▶ [WHAT YOU HAVE TO DO]: Each line from the one containing "### LINKED ISSUE" to the end of the listing below should be repeated exactly, with no other line included.

▶ [DATA EXTRACT]:
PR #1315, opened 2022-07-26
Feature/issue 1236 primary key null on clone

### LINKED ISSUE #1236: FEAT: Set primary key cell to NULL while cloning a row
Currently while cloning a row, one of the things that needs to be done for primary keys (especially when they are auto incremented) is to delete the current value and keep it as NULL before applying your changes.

▶ [ANSWER BOX]:
### LINKED ISSUE #1236: FEAT: Set primary key cell to NULL while cloning a row
Currently while cloning a row, one of the things that needs to be done for primary keys (especially when they are auto incremented) is to delete the current value and keep it as NULL before applying your changes.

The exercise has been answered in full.